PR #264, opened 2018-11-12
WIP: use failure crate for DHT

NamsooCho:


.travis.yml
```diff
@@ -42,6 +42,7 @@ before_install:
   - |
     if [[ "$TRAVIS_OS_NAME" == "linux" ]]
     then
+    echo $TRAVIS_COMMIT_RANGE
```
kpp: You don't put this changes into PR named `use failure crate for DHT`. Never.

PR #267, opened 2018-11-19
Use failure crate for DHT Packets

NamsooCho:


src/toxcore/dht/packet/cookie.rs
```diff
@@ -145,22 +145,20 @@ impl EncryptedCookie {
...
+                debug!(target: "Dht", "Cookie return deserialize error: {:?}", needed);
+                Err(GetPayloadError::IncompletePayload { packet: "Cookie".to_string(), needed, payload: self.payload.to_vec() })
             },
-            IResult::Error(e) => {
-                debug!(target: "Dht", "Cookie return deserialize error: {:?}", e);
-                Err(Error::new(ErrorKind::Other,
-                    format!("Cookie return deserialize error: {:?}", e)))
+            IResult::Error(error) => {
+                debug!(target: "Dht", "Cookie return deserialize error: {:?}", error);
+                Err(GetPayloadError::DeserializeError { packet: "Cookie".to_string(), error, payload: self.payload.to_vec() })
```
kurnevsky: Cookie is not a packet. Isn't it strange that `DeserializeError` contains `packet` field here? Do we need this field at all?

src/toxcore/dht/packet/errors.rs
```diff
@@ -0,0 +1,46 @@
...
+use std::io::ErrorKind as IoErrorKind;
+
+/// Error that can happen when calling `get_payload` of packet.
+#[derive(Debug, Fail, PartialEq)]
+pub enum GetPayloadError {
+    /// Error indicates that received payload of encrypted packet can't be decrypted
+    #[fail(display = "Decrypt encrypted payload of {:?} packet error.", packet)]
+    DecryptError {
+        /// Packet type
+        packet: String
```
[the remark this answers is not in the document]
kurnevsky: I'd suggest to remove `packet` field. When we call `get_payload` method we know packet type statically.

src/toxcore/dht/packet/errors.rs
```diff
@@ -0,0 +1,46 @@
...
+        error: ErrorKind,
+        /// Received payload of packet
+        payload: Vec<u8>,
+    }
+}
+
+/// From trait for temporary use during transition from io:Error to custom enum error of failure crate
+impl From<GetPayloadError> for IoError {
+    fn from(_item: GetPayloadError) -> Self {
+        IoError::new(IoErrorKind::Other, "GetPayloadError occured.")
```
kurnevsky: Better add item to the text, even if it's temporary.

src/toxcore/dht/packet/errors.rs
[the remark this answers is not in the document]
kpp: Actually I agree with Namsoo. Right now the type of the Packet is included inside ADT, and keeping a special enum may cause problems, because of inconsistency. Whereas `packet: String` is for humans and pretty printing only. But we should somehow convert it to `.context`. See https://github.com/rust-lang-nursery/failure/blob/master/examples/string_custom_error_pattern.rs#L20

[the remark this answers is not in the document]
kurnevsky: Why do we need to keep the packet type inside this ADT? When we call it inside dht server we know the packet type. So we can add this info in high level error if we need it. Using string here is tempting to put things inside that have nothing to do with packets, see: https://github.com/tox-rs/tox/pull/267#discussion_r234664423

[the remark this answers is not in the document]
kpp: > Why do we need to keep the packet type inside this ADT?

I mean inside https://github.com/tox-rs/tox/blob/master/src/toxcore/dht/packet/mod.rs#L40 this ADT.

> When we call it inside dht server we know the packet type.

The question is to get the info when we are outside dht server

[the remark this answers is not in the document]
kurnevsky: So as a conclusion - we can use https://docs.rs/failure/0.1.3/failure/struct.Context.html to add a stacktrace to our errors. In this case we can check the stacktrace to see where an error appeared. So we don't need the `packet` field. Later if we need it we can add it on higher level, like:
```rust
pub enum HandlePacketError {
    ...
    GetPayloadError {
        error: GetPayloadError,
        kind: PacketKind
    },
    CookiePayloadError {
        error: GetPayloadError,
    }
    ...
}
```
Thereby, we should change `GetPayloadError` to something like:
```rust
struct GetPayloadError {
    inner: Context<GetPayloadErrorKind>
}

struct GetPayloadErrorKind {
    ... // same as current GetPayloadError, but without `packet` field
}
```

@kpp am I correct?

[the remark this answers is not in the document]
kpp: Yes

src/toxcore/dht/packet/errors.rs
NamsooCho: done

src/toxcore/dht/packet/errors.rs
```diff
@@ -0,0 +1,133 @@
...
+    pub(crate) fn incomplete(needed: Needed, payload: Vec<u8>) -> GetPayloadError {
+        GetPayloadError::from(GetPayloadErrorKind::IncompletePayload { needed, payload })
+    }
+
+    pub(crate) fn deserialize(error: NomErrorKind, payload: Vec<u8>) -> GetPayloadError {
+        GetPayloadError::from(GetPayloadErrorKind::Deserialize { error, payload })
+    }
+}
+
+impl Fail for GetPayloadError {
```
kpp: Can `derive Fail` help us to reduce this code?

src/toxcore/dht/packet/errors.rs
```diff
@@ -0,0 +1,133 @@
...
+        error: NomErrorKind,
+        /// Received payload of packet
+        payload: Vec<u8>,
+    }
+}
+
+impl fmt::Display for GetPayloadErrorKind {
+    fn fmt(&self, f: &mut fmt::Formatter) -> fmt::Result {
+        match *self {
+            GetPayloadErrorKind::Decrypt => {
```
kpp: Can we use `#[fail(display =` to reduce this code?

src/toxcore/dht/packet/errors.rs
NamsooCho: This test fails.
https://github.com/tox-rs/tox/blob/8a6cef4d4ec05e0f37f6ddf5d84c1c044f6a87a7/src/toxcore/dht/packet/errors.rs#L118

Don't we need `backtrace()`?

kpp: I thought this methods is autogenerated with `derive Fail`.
..........
*Instructions for the task:* Above are the records; copy all of them exactly.

*Exercise output:*
PR #264, opened 2018-11-12
WIP: use failure crate for DHT

NamsooCho:


.travis.yml
```diff
@@ -42,6 +42,7 @@ before_install:
   - |
     if [[ "$TRAVIS_OS_NAME" == "linux" ]]
     then
+    echo $TRAVIS_COMMIT_RANGE
```
kpp: You don't put this changes into PR named `use failure crate for DHT`. Never.

PR #267, opened 2018-11-19
Use failure crate for DHT Packets

NamsooCho:


src/toxcore/dht/packet/cookie.rs
```diff
@@ -145,22 +145,20 @@ impl EncryptedCookie {
...
+                debug!(target: "Dht", "Cookie return deserialize error: {:?}", needed);
+                Err(GetPayloadError::IncompletePayload { packet: "Cookie".to_string(), needed, payload: self.payload.to_vec() })
             },
-            IResult::Error(e) => {
-                debug!(target: "Dht", "Cookie return deserialize error: {:?}", e);
-                Err(Error::new(ErrorKind::Other,
-                    format!("Cookie return deserialize error: {:?}", e)))
+            IResult::Error(error) => {
+                debug!(target: "Dht", "Cookie return deserialize error: {:?}", error);
+                Err(GetPayloadError::DeserializeError { packet: "Cookie".to_string(), error, payload: self.payload.to_vec() })
```
kurnevsky: Cookie is not a packet. Isn't it strange that `DeserializeError` contains `packet` field here? Do we need this field at all?

src/toxcore/dht/packet/errors.rs
```diff
@@ -0,0 +1,46 @@
...
+use std::io::ErrorKind as IoErrorKind;
+
+/// Error that can happen when calling `get_payload` of packet.
+#[derive(Debug, Fail, PartialEq)]
+pub enum GetPayloadError {
+    /// Error indicates that received payload of encrypted packet can't be decrypted
+    #[fail(display = "Decrypt encrypted payload of {:?} packet error.", packet)]
+    DecryptError {
+        /// Packet type
+        packet: String
```
[the remark this answers is not in the document]
kurnevsky: I'd suggest to remove `packet` field. When we call `get_payload` method we know packet type statically.

src/toxcore/dht/packet/errors.rs
```diff
@@ -0,0 +1,46 @@
...
+        error: ErrorKind,
+        /// Received payload of packet
+        payload: Vec<u8>,
+    }
+}
+
+/// From trait for temporary use during transition from io:Error to custom enum error of failure crate
+impl From<GetPayloadError> for IoError {
+    fn from(_item: GetPayloadError) -> Self {
+        IoError::new(IoErrorKind::Other, "GetPayloadError occured.")
```
kurnevsky: Better add item to the text, even if it's temporary.

src/toxcore/dht/packet/errors.rs
[the remark this answers is not in the document]
kpp: Actually I agree with Namsoo. Right now the type of the Packet is included inside ADT, and keeping a special enum may cause problems, because of inconsistency. Whereas `packet: String` is for humans and pretty printing only. But we should somehow convert it to `.context`. See https://github.com/rust-lang-nursery/failure/blob/master/examples/string_custom_error_pattern.rs#L20

[the remark this answers is not in the document]
kurnevsky: Why do we need to keep the packet type inside this ADT? When we call it inside dht server we know the packet type. So we can add this info in high level error if we need it. Using string here is tempting to put things inside that have nothing to do with packets, see: https://github.com/tox-rs/tox/pull/267#discussion_r234664423

[the remark this answers is not in the document]
kpp: > Why do we need to keep the packet type inside this ADT?

I mean inside https://github.com/tox-rs/tox/blob/master/src/toxcore/dht/packet/mod.rs#L40 this ADT.

> When we call it inside dht server we know the packet type.

The question is to get the info when we are outside dht server

[the remark this answers is not in the document]
kurnevsky: So as a conclusion - we can use https://docs.rs/failure/0.1.3/failure/struct.Context.html to add a stacktrace to our errors. In this case we can check the stacktrace to see where an error appeared. So we don't need the `packet` field. Later if we need it we can add it on higher level, like:
```rust
pub enum HandlePacketError {
    ...
    GetPayloadError {
        error: GetPayloadError,
        kind: PacketKind
    },
    CookiePayloadError {
        error: GetPayloadError,
    }
    ...
}
```
Thereby, we should change `GetPayloadError` to something like:
```rust
struct GetPayloadError {
    inner: Context<GetPayloadErrorKind>
}

struct GetPayloadErrorKind {
    ... // same as current GetPayloadError, but without `packet` field
}
```

@kpp am I correct?

[the remark this answers is not in the document]
kpp: Yes

src/toxcore/dht/packet/errors.rs
NamsooCho: done

src/toxcore/dht/packet/errors.rs
```diff
@@ -0,0 +1,133 @@
...
+    pub(crate) fn incomplete(needed: Needed, payload: Vec<u8>) -> GetPayloadError {
+        GetPayloadError::from(GetPayloadErrorKind::IncompletePayload { needed, payload })
+    }
+
+    pub(crate) fn deserialize(error: NomErrorKind, payload: Vec<u8>) -> GetPayloadError {
+        GetPayloadError::from(GetPayloadErrorKind::Deserialize { error, payload })
+    }
+}
+
+impl Fail for GetPayloadError {
```
kpp: Can `derive Fail` help us to reduce this code?

src/toxcore/dht/packet/errors.rs
```diff
@@ -0,0 +1,133 @@
...
+        error: NomErrorKind,
+        /// Received payload of packet
+        payload: Vec<u8>,
+    }
+}
+
+impl fmt::Display for GetPayloadErrorKind {
+    fn fmt(&self, f: &mut fmt::Formatter) -> fmt::Result {
+        match *self {
+            GetPayloadErrorKind::Decrypt => {
```
kpp: Can we use `#[fail(display =` to reduce this code?

src/toxcore/dht/packet/errors.rs
NamsooCho: This test fails.
https://github.com/tox-rs/tox/blob/8a6cef4d4ec05e0f37f6ddf5d84c1c044f6a87a7/src/toxcore/dht/packet/errors.rs#L118

Don't we need `backtrace()`?

kpp: I thought this methods is autogenerated with `derive Fail`.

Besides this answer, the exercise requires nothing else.